To construct the consumer portion of premiums, we subtracted the amount that states would contribute toward premiums. The state contribution amount comes from recent estimates from Oliver Wyman of how much federal funds each state would receive out of the Stability Fund. The AHCA allocates $15 billion in 2019 and an additional $8 billion over five years, starting in 2018 — averaging $1.6 billion a year. We adjusted the Oliver Wyman numbers to include the additional $1.6 billion, applying the same allocation distribution to states.
To simplify our computation, we assume that states would apply the entire $16.1 billion (stability funding plus additional appropriation for 2019) to subsidize premiums in state high-risk pools. In states that only use a portion of their allocation to subsidize high-risk pool premiums, consumers would face higher premiums.
We were not able to derive premium estimates for Massachusetts and Vermont because these data were not available from Oliver Wyman. We were not able to derive premium estimates for South Carolina because this data was not available from the Truven Marketscan.

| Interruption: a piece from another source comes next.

PR #114, opened 2016-05-11
Fix check_parent for large databases

Crack:
When partman manages lots of tables it can fail with "out of shared memory" error because each `SELECT count(1)...` query creates an AccessShareLock and PostgreSQL keeps them until the end of session. In my case it breaks somewhere around 1550th table.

Lina Walker is vice president at the AARP Public Policy Institute, working on health care issues.
Claire Noel-Miller is a senior strategic policy adviser for the AARP Public Policy Institute, where she provides expertise in quantitative research methods applied to a variety of health policy issues related to older adults.
Lynda Flowers is a senior strategic policy adviser with the AARP Public Policy Institute, specializing in Medicaid issues, health disparities and public health.
Jane Sung is a senior strategic policy adviser with AARP’s Public Policy Institute, where she focuses on health insurance coverage among adults age 50 and older, private health insurance market reforms, retiree coverage, Medicare supplemental insurance and Medicare Advantage.
¹ States could qualify for the additional funds if they have a federal waiver that would allow insurers to use health status as a factor in developing premiums.